What is required: Transcribe the lines from the start of the data below through the line with "First, getAccountName is", word for word and nothing more.

Data listing section start

PR #4769, opened 2020-08-03
refactor(kubernetes): Remove manifest from view objects

ezimanyi:
* refactor(kubernetes): Push getAccount to implementations 

  First, getAccountName is only needed for security groups; push that down only to the security group provider.

  Second, getAccount is defined in the base class, but depends on the abstract method getKey that is defined by implementations. As this is the only reason we need to have the getKey method, let's just push getAccount itself down to the implementations so that we can just access the key directly. In fact, instead of storing it at all, let's just use the key in the constructor and discard it as we don't need it for anything else.

  Eventually the plan will be to not read this off the key at all in the constructor as we should already be storing the account as part of the cache data we're using to construct this.

* refactor(kubernetes): Push fields down from ManifestBasedModel 

  Most of ManifestBasedModel is lookign up fields on a Manifest; we want to stop using the manifest for all of these lookups because in most cases we already store the parsed data as part of the CacheData item (and in the cases we don't, we should start doing that).

  In order to simplify moving to that model, push down all the manifest logic to the implementing classes. It's a bit more code now, but should make it much easier to understand. We also remove some methods that aren't necessary because they were added to the superclass even though they are only needed by one or two implementations.

  Add a KubernetesResource interface that keeps track of fields we're expecting to find on all kubernetes resources (mapping to the correpsonding interface in deck). This is just helpful to make sure that we get a compile-time error if we accidentally remove one of these fields.

* refactor(kubernetes): Pull ImageSummary to a class 

  This is a fairly large class to be an anonymous class; pull it out to a real class.

* refactor(kubernetes): Remove manifest from view objects 

  This commit removes the manifest from the view object models, instead reading the required fields from the manifest in the constructor, then discarding the manifest.

  This is an intermediate step towards not requiring the manifest in the constructor at all, and instead using the metadata we store on the cache object.


ezimanyi:
@mattsanta : I can't assign you as a reviewer, but this might be a good PR to look at to get to know the Kubernetes code.

clouddriver-kubernetes/src/main/java/com/netflix/spinnaker/clouddriver/kubernetes/caching/view/model/KubernetesV2SecurityGroup.java
```diff
@@ -61,12 +61,16 @@
...
 
   private final KubernetesManifest manifest;
-  private final Keys.InfrastructureCacheKey key;
+  private final String account;
   private final String id;
 
   private final Set<Rule> inboundRules;
   private final Set<Rule> outboundRules;
 
+  public String getAccountName() {
```
maggieneterval, line 80: Any reason only security groups need this getter?

clouddriver-kubernetes/src/main/java/com/netflix/spinnaker/clouddriver/kubernetes/caching/view/model/KubernetesV2LoadBalancer.java
```diff
@@ -58,4 +62,57 @@ public static KubernetesV2LoadBalancer fromCacheData(
...
+  public KubernetesApiVersion getApiVersion() {
+    return getManifest().getApiVersion();
+  }
+
+  @Override
+  public String getNamespace() {
+    return getManifest().getNamespace();
+  }
+
+  public String getRegion() {
```
mattsanta, line 89: Why is namespace returned for both getNamespace and getRegion? Is the concept of region used by other providers but for Kubernetes it's equivalent to namespace?

clouddriver-kubernetes/src/main/java/com/netflix/spinnaker/clouddriver/kubernetes/caching/view/model/KubernetesV2SecurityGroup.java
ezimanyi: All the others look things up by using the auto-generated `getAccount` accessor (and the deck interfaces only required `account` not `accountName`).  For some reason for security groups we've historically  [looked things up](https://github.com/spinnaker/clouddriver/blob/658bac1b8b21121cdb1ac6fbfcb76cec16d5a410/clouddriver-web/src/main/groovy/com/netflix/spinnaker/clouddriver/controllers/SecurityGroupController.groovy#L54) by `accountName`, so it's become [required](https://github.com/spinnaker/clouddriver/blob/658bac1b8b21121cdb1ac6fbfcb76cec16d5a410/clouddriver-core/src/main/groovy/com/netflix/spinnaker/clouddriver/model/SecurityGroup.java#L80) on the interface.

That being said, your question made me find a couple of places where `deck` reads `accountName` from a server group/server group manager even though it's not on the interface so I probably need to fix those before merging this ([here](https://github.com/spinnaker/deck/blob/cb71e811c49dc1e92f96045c436b4ce2bb1e167d/app/scripts/modules/kubernetes/src/serverGroup/details/details.html#L96) and [here](https://github.com/spinnaker/deck/blob/cb71e811c49dc1e92f96045c436b4ce2bb1e167d/app/scripts/modules/kubernetes/src/serverGroupManager/details/details.html#L102)).

clouddriver-kubernetes/src/main/java/com/netflix/spinnaker/clouddriver/kubernetes/caching/view/model/KubernetesV2LoadBalancer.java
ezimanyi: Yes, exactly, other providers have a concept of region and zone (where a server group would be in a region, and its instances in particular zones).  For the Kubernetes provider, we basically just return the namespace for both of those.

It's not really a perfect mapping, Kubernetes clusters do also have a concept of region/zone...as the instances in a cluster are a in a particular region/zone, and if you want high-availability you probably run your workloads in >1 cluster in >1 region/zone.  But the underlying infrastructure of a cluster is something that the Spinnaker Kubernetes provider has no knowledge about, so in the absence of that we just use namespace as region or zone.  In a lot of places where we're writing Kubernetes code it's clearer to just call it a namespace, so we return the namespace as `getNamespace` as well to avoid needing callers who know it's a Kubernetes object to need to ask for the region/zone.

ezimanyi:
Fixed a couple of things in deck that need to be merged before this in spinnaker/deck#8464.

PR #4771, opened 2020-08-04
refactor(kubernetes): Improve null safety and remove some generics

ezimanyi:
Just a few things I cleaned up while working on the caching changes.  This starts to remove some redundant generic interfaces that are not necessary now that there is no V1 provider.  It definitely does not come close to removing all of these, just a few that I could do quickly, we can continue to clean these up as we come across them.

* refactor(kubernetes): Move account validation to an instance method 

  The function to validate a managed account is as a default method of an interface; it would be clearer if we just made it an instance method of the account we're trying to validate.

* refactor(kubernetes): Validate account earlier and add annotations 

  Currently we validate a managedAccount when creating the KubernetesV2Credentials, but by that time we've already read a number of fields from it.  Move this validation earlier, to the beginning of the KubernetesNamedAccountCredentials constructor so that we can throw any errors earlier.

  This will not create new exceptions for any workflow, as we were always building the KubernetesV2Credentials at the end of this function (and calling validate) anyway, it just moves the exception to happen earlier.

  Let's also now annotate the two places we read the accountName with NonNull. We'll be extra careful and use Objects.requireNonNull even though we know we've already validated with a better message earlier.
  (This is so that if that validation ever changes/breaks at least we'll still be guaranteed a non-null value as the annotation states, albeit with a less helpful runtime exception.)

* refactor(kubernetes): Remove StubKubernetesCredentials 

  I wrote these to make testing easier, but these implement the generic KubernetesCredentials interface. Now that there's no V1 provider anymore, we have only one implementation of the interface and we should eliminate it for simplicity.

  Given that the interface doesn't really represent a useful level of abstraction, using it in tests is really not that much better than mocking, so use a mock instead.

  Ideally we'll break up KubernetesV2Credentials to make testing easier but for now let's remove the level of abstraction that no longer adds value.

* refactor(kubernetes): Un-generify KubernetesCachingAgentDispatcher 

  Now that there is no Kubernetes V1 provider, there is only one implementation.

* refactor(kubernetes): Remove KubernetesCachingAgent interface 

  Push everything down to KubernetesV2CachingAgent, which is the only implmentation now that the V1 provider is deleted.

* refactor(kubernetes): Un-generify KubernetesAtomicOperationDescription 

  Now that the V1 provider is gone, the only implementations are for the V2 provider, so we can remove the redundant type parameter.


ezimanyi:
@mattsanta: Another one to take a look at if you have a minute!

Data listing section end

Answer box:
PR #4769, opened 2020-08-03
refactor(kubernetes): Remove manifest from view objects

ezimanyi:
* refactor(kubernetes): Push getAccount to implementations 

  First, getAccountName is only needed for security groups; push that down only to the security group provider.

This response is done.